# DIY project. My first big, dry enclosure.



## Nonnack (Jan 7, 2018)

Its made for my B. hamorii female, she is still too small so enclosure will be empty for at least a month. As tank I used 30 cm (12 in) glass cube, made from 4mm glass. 

























There is a water dish, and stone is fake  Plant is _Zamioculcas zamiifolia._

Reactions: Like 5 | Award 2


----------



## Marvinxox (Jan 7, 2018)

This piece of wood and the naturalistic backround look amazing.
The whole thing looks amazing - as if it was taken straight from nature.
I´m amazed

Reactions: Like 1


----------



## Nonnack (Jan 7, 2018)

Thanks man! That was my goal to make it as natural as possible. Like a little piece of this scenery :






This is actually picture of natural habitat of B. auratum. There are also other nice pics in this site : http://www.tarantulasdemexico.com/en/biotopos_en.htm
Looks like Brachys don't live in dry desert 

I am also happy about water dish that I made.
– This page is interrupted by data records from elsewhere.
PR #626, opened 2026-09-23
feat(ui): resize cards from their edge corners

### LINKED ISSUE #621: FR: Add resizing from the corners of panels
Similar to Android XR and Quest panel resizing.

salmanmkc:
## Description

closes #621. cards can now be resized by grabbing a corner of their edge band, like Android XR and Quest panels. resizing changes `size` and reflows the layout through uikit/yoga, it doesn't scale the content.

**resizing**

- grab a corner of the edge band to resize, the sides still move the card (same split as Quest)
- grows around the center by default, like Quest and Android XR. `resize: {anchor: 'opposite'}` pins the far corner instead
- `minSize` / `maxSize` in meters (no max by default)
- `preserveAspectRatio: true` keeps the card's proportions, off by default like both platforms
- never narrower than its content allows (longest word, a row of buttons), measured with yoga when the drag starts. set `minSize.width` to turn that off
- never shorter than its content at the current width, so making a card narrower makes it taller as text wraps. set `minSize.height` to turn that off, e.g. when the card scrolls its own content
- `height: 'auto'` cards only switch to a fixed height once you actually resize them, a press without a drag leaves them alone
- works from a controller ray, a hand pinch-ray, or pinching the corner directly with a tracked hand
- the hovered corner lights up with a thicker arc
- scripts get `onObjectManipulate` events with `action: 'resize'` and the new `width`, `height`, and `position`
- an edge can be resize-only with `manipulation: {actions: {resize: true}}`

**moving** (only with `manipulation: true`, an app's own `translate` options don't pick these up)

- distance scaling follows Android XR's spatial UI guide: same apparent size up to 1.75 m, then scale grows at 0.5 m per meter
- controller thumbstick pushes the card away (forward) or pulls it closer (back) while dragging. only `xr-standard` gamepads, so the simulator's right stick still just looks around
- every move stays within 0.75 to 5 m of the viewer (Android XR's panel limits). a card that starts outside can still move, just not farther out
- opt in from your own options with `translate: {scaleWithDistance, pushPull, minDistance, maxDistance}`
- two-hand and scroll-wheel scale work the same as before

**sample**

- the spatial_ui Explore card now puts its body in a `UIScrollView` with a `minSize.height`, so it can shrink past its content and scroll

no resize placeholder for now, live reflow felt fine on device. can add one later if heavier cards struggle.

## Type of Change

- [ ] Bug fix
- [ ] New demo or sample
- [x] Documentation update

- **Simulator Recording**: screenshots from the desktop simulator below. I've tested on a Meta Quest and controller to move panels back and forth with the joystick works like on meta quest native panels.
- **Device Recording**: 

| before | Explore resized larger |
| --- | --- |
| before | Explore card resized larger |
| **Explore shrunk, body scrolls** | **Tune narrower, grows taller to fit** |
| Explore card shrunk below its content with a scrolling body | Tune card narrowed, text wraps and the card grows taller |
| **Tune and Spatial dragged as narrow as they go** | |
| Tune and Spatial cards at their narrowest, content wraps without overflowing | |

## Checklist


dli7319:
Thank you!

Can you also change the text on the card on the right to feature resizing instructions instead of scaling instructions?

salmanmkc:
> Thank you!
> 
> Can you also change the text on the card on the right to feature resizing instructions instead of scaling instructions?

yup done!

dli7319:
I tested it on Galaxy XR and it's working very well!
I'm gonna make a few minor fixes before I merge it.

dli7319 (approved):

Can you see it? No? Good, because i hate water dishes, it usually destroys whole natural look of enclosure, and I don't want to see it;P But sometimes water dish is must. 
I made it from plastic container from mp3 player or something, lot of stuff is packed into this kind of containers, you just need to find interesting shape, melt it a little bit with lighter or even better with heat gun, if you have it. Cut with scissors to proper size, and thats it. If you push it into substrate and fill with water it looks like natural pool of water, puddle or something. Nice and free

Reactions: Like 3


----------



## Shannon1978 (Jan 8, 2018)

Love this enclosure. All of your set ups that I've seen look great. But I especially like this one lol

Reactions: Like 1


----------



## viper69 (Jan 9, 2018)

Nonnack said:


> Thanks man! That was my goal to make it as natural as possible. Like a little piece of this scenery :
> 
> 
> 
> ...



I like the idea of deforming the plastic!


----------



## viper69 (Jan 9, 2018)

How did you make the background? The way I've seen it done is just wet soil applied to the back and let to dry. Same for you?


----------



## Nonnack (Jan 9, 2018)

Yes, I also added some silicone (this brown dots) to make some holding points. And to make this nice cracks you need to use clay, make it wet, let it dry, and thats all. The clay I bought in fishing shop, I am not sure why fishers need clay, to lure fishes or something, doesn't matter, it was there, nice and clean also in few types and colors


----------



## Ponkan (Jan 10, 2018)

This looks super cool! Any do's and don'ts for building one of these terrariums?


----------



## Nonnack (Jan 10, 2018)

Thanks. Its my first enclosure in this type, and its still not tested, I am not sure if everything will work really well, so I don't feel like I can give any do's and don'ts.
But I may have some suggestions:
When making this kind of clay background, make sure it is holding really well, dry clay is heavy and fragile, and may hurt T if fall down.
If you want stones in enclosure, its better to make fake ones from styrofoam, real ones are heavy and also may be dangerous for T.
I don't know what else I can say. If you have any specific questions feel free to ask


----------



## Ponkan (Jan 10, 2018)

Nonnack said:


> Thanks. Its my first enclosure in this type, and its still not tested, I am not sure if everything will work really well, so I don't feel like I can give any do's and don'ts.
> But I may have some suggestions:
> When making this kind of clay background, make sure it is holding really well, dry clay is heavy and fragile, and may hurt T if fall down.
> If you want stones in enclosure, its better to make fake ones from styrofoam, real ones are heavy and also may be dangerous for T.
> I don't know what else I can say. If you have any specific questions feel free to ask


I saw your L. parahybana enclosure. How do you make those den? They look super nice and super natural!


----------



## Nonnack (Jan 10, 2018)

I used cork sheet to crate 'ceiling' of den. Glued it with silicone, or maybe hot glue, don't remember. Covered it with coco peat, dry moss,  and few pieces of bark. Here is a quick picture from back side.


----------



## Ponkan (Jan 10, 2018)

I see! Thanks! So the sides of the cork flat ceiling, I just glue some pieces of bark? Also you glue the cork flat to the side of the enclosure right?


----------



## Nonnack (Jan 10, 2018)

To side of enclosure, to bottom of enclosure. Just make sure it is holding well. My L P likes to sit on top of its hide, and she weights a lot, so it has to be secured


----------



## Ponkan (Jan 10, 2018)

Nonnack said:


> To side of enclosure, to bottom of enclosure. Just make sure it is holding well. My L P likes to sit on top of its hide, and she weights a lot, so it has to be secured


Thank you very much! I have super tiny slings but I really want to make a terrarium already. I just love plants and landscaping!

Reactions: Like 1


----------